Una de las ideas que definen los iconos bizantinos es que hacen presente la imagen que representan. Por eso hemos pedido al Hno. IoanPatriciu Gotia, dcjm que realizara un icono de la Misericordia.   Este icono asume los elementos pedidos por Jesús a Santa Faustina y que tienen otras imágenes de la Misericordia (el Señor vestido con una túnica blanca; una mano levantada, como para bendecir, la otra descansaba sobre el pecho; de la abertura de la túnica en el pecho, salían dos grandes rayos: uno rojo y otro pálido; la firma: “Jesús, confío en ti”) poniéndolos en relación con el misterio de la Pascua según señaló el Señor (crucifixión, muerte y resurrección del Señor).

En el icono, vemos que Cristo Resucitado sigue llevando las llagas de su Pasión en la cruz (el signo de los clavos y del costado abierto por la lanza), pero ahora de sus llagas resplandece la luz dorada de su victoria sobre la tiniebla del pecado. Son el sello del amor entregado hasta el final según lo testimonia también el rojo de la cruz marcada dentro de la aureola dorada del Señor.
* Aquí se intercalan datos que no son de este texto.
PR #977, opened 2023-10-29
Add a discarded field to JSContext

chrishtr:
This is used to avoid async callbacks from running on a detached JSContext.

### DIFF
--- a/book/scheduling.md
+++ b/book/scheduling.md
@@ -338,6 +338,10 @@ class JSContext:
     def __init__(self, tab):
         # ...
         self.discarded = False
+
+    def dispatch_settimeout(self, handle):
+        if self.discarded: return
+        self.interp.evaljs(SETTIMEOUT_CODE, handle=handle)
 ```
 
 ``` {.python}
--- a/book/scheduling.md
+++ b/book/scheduling.md
@@ -236,18 +236,7 @@ all run independently and communicate only via special message-passing APIs.
 
 [workers]: https://developer.mozilla.org/en-US/docs/Web/API/Web_Workers_API
 
-Let's implement that:[^later-bug]
-
-[^later-bug]: This code has a *very* subtle bug, wherein a page might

La mano izquierda del Señor descansa sobre su pecho y a la vez indica hacia el Corazón abierto, para introducirnos en el misterio de su amor por el Padre y por los hombres.

El rostro luminoso del Señor acoge con su mirada a todos los hombres necesitados de su misericordia, llamando a cada uno a unirse a su Pasión para la redención de los hombres.
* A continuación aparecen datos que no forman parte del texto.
PR #978, opened 2023-10-29
Change is_atomic to should_paint

chrishtr:


src/lab10.py
```diff
@@ -13,13 +13,14 @@
...
-from lab5 import BLOCK_ELEMENTS, DrawRect, DocumentLayout
+from lab5 import BLOCK_ELEMENTS, DrawRect
 from lab6 import CSSParser, TagSelector, DescendantSelector
 from lab6 import INHERITED_PROPERTIES, style, cascade_priority
 from lab6 import DrawText, tree_to_list
-from lab7 import DrawLine, DrawOutline, LineLayout, TextLayout
+from lab7 import DrawLine, DrawOutline
 from lab8 import URL, Browser, Text, Element
 from lab8 import BlockLayout, InputLayout, INPUT_WIDTH_PX
+from lab8 import DocumentLayout, LineLayout, TextLayout
```
pavpanchekha, line 23: Why remove these? Is this something in your editor that removes unused imports?

pavpanchekha (approved):

pavpanchekha:
OK, so this is a net improvement to the current code, so I'm willing to merge, but in my dream version of this code, there's no method in `BlockLayout` at all, because I think the code should be something like:

```
def paint_tree(layout_object, display_list):
    should_paint = \
      not isinstance(layout_object, BlockLayout) or
      isinstance(layout_object.node, Element) and
      layout_object.node.tag in BLOCK_ELEMENTS
    if should_paint: # ...
```

Here's my logic. The issue only applies to BlockLayout. The issue is that some inline element may have a BlockLayout created pointing to it, instead of an anonymous block box pointing to some fake wrapper element that then contains the inline element. So let's just skip any BlockLayout that points to a non-block element. This avoids messing with the list of tag names, and I think handling this in `paint_tree` is cleaner than adding a method to the layout object API.

src/lab10.py
chrishtr: I removed them because they are not used. Is this another case where you think something or other will be broken - the outline maybe?

pavpanchekha: Yeah. I promise I will fix this to not be necessary once we ship the book text!

chrishtr:
> Here's my logic. The issue only applies to BlockLayout. The issue is that some inline element may have a BlockLayout created pointing to it, instead of an anonymous block box pointing to some fake wrapper element that then contains the inline element. So let's just skip any BlockLayout that points to a non-block element. This avoids messing with the list of tag names, and I think handling this in `paint_tree` is cleaner than adding a method to the layout object API.

Isn't it an anti-pattern to do type inspection unless you have to? Also:
* I'm not sure your proposed change makes a difference to readability of the book
* Putting the code close to `BlockFlow` seems logical to me pedagogically

pavpanchekha:
Ok, let's split my critique into three parts:

- The existing code and also your version allow painting a `BlockLayout` that points at a `Text` node. I think this is harmless but not painting it would also be harmless. I'm not sure why it's explicitly mentioned.
- The explicit list of tag names makes me worry that this is some sort of super weird hack. In fact the important property is `not in BLOCK_ELEMENTS`, not `in ["input", "button", "iframe", "img"]`, even if in practice both of those have similar results.[1] Moreover, I think my replacement property highlights the relationship to `layout_mode`, which also tests against `BLOCK_ELEMENTS`. That's correct, because this code is really a hack to work around a bug in `layout_mode`.
- Whether it's a method of all layout modes or a line in `paint_tree` is, I think, a matter of taste, and I'm willing to go your way. I agree that putting `should_paint` in `BlockLayout` is pedagogically nice, but it also requires adding `should_paint` in every other `XXXLayout`, and that's not so nice, so I personally am willing to take the type test. But this is subjective, happy to go either way.

[1] Not the same, because our current codebase doesn't even attempt to handle effects, opacity, or backgrounds for non-atomic inline elements. Like, not at all. Hard to say, given that, whether a non-atomic inline element inside an anonymous block box which has an effect or a background should or should not be painted; my proposed rewrite differs from current in that case.

src/lab10.py
chrishtr: Is it easy to thrown an error if this doesn't work in the inliner? How do we know we haven't missed other cases?

chrishtr: oh now I remember. I removed some from lab5 because lab8 now overrides them. I
did not in fact remove anyy imports.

Los rayos simbolizan el agua y la sangre que brotaron de su costado. Son signos del don del Espíritu Santo; del Bautismo y la Eucaristía; de la fuente de la Misericordia de Dios que sigue llegando hasta nosotros en la Iglesia.

Agradecemos profundamente al Hno. IoanPatriciu Gotia que aceptara nuestra petición y que la haya realizado con un profundo sentido fe. Pedimos a María, Madre de la Misericordia, que este icono de la Misericordia Divina ayude a los alejados a acercarse a Cristo, a los tibios a enfervorizarse y a todos los cristianos a vivir la plenitud de la Vida en Cristo. ¡Porque es eterna su Misericordia!

Apostolado de la Misericordia Divina

(Algunas de las ideas aquí expresadas están tomadas del Rev. Dr. Ignacio Rózycki, Ponencia “El creyente ante la Misericordia Divina”, Cracovia, 19-20 febrero 1981.)

One Response to “Icono de la Divina Misericordia

  1. La paz esté con vosotros.

    Vosotros ¿poseen este icono impreso? Quisiera ponerlo en la parroquia.

    Desde ya, grato por vuestra atención.